_Aim of the exercise_. Among the entries that follow, how many lines contain the string "Signed"? Write the number alone.

_Data for review_.
^^^^^^^^^^^^^^^^

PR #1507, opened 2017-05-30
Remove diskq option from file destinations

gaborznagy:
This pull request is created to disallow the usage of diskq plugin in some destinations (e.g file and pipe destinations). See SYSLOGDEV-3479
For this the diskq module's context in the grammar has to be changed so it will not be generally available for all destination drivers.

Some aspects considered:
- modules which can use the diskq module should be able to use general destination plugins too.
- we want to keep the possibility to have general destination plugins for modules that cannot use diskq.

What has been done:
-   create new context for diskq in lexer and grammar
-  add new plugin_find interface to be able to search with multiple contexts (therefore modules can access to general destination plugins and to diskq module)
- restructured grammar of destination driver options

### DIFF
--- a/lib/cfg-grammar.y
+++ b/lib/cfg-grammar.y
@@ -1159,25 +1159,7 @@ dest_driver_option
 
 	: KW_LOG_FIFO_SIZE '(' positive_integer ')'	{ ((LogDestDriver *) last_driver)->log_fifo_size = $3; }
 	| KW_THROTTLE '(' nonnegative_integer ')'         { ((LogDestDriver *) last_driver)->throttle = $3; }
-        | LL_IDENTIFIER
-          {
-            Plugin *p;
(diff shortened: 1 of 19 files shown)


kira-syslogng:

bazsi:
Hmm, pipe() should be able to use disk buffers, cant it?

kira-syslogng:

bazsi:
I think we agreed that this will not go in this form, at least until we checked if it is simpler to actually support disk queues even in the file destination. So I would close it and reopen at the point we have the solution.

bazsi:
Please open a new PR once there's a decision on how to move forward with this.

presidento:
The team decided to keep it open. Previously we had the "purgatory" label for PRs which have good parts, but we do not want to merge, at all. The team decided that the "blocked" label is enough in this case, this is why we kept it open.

^^^^^^^^^^^^^^^^

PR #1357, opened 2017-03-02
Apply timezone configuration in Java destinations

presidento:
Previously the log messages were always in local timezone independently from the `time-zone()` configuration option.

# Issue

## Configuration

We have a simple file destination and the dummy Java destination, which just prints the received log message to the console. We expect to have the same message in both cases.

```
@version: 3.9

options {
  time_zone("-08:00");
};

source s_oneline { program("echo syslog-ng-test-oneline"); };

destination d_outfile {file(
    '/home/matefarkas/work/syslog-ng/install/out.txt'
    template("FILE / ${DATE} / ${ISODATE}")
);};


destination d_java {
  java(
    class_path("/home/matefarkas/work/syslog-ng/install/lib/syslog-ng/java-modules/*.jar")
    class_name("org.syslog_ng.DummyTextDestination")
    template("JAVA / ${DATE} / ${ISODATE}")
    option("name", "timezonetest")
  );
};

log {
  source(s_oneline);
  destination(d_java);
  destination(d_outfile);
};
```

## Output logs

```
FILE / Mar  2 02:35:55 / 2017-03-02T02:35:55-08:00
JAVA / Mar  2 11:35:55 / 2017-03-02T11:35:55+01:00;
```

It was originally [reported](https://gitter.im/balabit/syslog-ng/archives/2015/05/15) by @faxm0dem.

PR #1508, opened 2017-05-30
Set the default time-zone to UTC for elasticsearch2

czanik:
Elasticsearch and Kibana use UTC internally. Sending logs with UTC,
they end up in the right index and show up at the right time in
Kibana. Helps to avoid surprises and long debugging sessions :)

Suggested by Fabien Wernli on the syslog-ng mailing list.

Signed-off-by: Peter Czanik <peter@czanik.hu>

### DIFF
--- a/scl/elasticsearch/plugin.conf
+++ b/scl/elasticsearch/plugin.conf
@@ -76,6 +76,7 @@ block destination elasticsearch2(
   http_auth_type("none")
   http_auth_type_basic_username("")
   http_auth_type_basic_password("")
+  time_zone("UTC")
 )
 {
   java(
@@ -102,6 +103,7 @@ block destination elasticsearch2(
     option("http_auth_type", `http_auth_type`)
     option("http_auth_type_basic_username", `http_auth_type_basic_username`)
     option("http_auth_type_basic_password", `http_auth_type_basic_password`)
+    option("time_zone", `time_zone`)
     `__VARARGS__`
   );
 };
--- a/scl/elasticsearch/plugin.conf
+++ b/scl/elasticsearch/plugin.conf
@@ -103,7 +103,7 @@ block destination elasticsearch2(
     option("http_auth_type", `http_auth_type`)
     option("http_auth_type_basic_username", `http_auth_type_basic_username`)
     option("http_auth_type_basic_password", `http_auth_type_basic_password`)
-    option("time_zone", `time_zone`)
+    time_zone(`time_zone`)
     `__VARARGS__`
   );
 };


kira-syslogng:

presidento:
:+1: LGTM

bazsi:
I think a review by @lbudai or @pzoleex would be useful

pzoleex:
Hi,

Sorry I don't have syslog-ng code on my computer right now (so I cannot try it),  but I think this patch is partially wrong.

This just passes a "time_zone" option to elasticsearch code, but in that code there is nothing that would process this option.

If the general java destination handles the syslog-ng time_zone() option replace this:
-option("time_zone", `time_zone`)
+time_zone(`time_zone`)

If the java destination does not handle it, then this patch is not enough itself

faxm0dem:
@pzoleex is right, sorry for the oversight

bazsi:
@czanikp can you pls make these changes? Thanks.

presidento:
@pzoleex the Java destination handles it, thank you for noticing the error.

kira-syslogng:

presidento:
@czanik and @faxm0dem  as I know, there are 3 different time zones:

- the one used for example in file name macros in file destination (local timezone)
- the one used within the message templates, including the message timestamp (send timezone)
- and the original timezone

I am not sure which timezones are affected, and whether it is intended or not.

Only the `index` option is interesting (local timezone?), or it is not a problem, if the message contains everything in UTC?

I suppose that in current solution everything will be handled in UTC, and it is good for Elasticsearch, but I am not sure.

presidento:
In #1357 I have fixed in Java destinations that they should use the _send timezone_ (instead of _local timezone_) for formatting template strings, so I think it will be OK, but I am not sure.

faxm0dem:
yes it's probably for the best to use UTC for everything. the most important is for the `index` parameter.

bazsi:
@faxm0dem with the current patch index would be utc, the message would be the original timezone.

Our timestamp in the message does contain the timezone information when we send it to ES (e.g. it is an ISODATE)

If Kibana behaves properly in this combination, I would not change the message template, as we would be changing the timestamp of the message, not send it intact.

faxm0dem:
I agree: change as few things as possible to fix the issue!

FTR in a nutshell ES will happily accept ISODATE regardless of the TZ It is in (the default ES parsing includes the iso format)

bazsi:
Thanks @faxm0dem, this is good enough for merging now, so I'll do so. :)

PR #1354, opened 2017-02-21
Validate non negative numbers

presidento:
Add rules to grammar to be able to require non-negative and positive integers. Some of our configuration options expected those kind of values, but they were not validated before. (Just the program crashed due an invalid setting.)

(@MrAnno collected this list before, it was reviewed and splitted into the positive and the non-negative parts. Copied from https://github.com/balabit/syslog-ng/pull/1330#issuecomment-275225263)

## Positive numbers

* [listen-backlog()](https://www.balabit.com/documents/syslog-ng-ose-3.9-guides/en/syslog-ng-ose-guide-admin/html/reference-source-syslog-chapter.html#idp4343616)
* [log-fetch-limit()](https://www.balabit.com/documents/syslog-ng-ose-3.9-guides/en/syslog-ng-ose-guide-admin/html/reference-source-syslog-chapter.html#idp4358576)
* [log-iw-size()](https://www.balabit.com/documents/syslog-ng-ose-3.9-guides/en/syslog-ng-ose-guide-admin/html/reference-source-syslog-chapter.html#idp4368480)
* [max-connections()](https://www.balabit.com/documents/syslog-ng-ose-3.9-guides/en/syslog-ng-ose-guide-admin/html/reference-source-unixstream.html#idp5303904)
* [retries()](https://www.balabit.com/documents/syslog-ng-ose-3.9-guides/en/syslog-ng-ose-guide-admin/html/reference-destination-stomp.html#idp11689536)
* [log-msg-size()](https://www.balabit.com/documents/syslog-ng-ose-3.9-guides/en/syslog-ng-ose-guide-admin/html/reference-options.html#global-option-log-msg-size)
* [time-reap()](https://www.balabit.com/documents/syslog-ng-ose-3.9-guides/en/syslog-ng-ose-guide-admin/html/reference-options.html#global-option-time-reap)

^^^^^^^^^^^^^^^^

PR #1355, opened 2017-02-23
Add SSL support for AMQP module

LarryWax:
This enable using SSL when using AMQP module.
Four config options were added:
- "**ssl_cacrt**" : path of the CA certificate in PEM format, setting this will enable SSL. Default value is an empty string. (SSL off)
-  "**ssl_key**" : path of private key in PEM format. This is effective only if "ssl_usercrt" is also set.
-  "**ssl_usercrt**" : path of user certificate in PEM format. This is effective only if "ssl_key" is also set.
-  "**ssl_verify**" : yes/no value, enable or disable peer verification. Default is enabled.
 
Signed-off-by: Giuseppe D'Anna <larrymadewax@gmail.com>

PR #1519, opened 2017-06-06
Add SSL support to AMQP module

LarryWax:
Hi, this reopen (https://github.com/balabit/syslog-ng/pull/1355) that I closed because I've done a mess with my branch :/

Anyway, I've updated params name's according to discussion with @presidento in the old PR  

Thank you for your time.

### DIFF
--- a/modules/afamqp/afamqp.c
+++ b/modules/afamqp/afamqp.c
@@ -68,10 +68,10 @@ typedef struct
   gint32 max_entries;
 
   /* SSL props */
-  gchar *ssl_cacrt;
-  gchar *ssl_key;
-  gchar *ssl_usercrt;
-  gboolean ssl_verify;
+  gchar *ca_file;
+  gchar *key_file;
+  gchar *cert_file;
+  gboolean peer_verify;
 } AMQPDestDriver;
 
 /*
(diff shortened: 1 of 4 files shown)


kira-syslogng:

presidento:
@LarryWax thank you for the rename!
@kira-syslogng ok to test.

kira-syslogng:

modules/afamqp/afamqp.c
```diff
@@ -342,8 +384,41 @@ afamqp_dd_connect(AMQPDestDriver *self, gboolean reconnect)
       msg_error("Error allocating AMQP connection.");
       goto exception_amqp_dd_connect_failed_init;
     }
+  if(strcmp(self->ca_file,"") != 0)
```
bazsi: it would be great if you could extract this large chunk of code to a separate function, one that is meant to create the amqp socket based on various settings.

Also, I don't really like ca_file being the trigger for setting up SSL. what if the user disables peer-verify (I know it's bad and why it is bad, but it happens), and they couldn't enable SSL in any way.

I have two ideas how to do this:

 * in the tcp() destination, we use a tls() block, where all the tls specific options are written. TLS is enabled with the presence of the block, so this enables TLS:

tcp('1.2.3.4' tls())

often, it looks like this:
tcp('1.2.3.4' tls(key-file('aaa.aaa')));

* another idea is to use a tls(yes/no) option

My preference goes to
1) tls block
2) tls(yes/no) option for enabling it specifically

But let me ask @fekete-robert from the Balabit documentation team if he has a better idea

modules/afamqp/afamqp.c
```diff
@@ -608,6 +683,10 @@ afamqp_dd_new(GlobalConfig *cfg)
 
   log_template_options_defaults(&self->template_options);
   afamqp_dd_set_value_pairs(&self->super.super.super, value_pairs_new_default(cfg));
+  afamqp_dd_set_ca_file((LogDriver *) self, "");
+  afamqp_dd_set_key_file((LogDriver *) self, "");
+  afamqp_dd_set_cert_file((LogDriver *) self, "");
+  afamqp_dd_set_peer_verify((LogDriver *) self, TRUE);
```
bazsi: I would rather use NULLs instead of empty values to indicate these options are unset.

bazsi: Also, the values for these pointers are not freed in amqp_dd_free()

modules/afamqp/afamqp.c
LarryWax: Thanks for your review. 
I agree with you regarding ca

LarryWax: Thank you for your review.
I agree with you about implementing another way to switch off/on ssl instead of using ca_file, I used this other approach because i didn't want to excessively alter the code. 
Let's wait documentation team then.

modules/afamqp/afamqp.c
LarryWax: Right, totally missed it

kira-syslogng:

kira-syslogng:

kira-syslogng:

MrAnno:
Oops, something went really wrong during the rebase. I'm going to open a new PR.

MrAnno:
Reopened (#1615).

^^^^^^^^^^^^^^^^

_Response to the task_. 2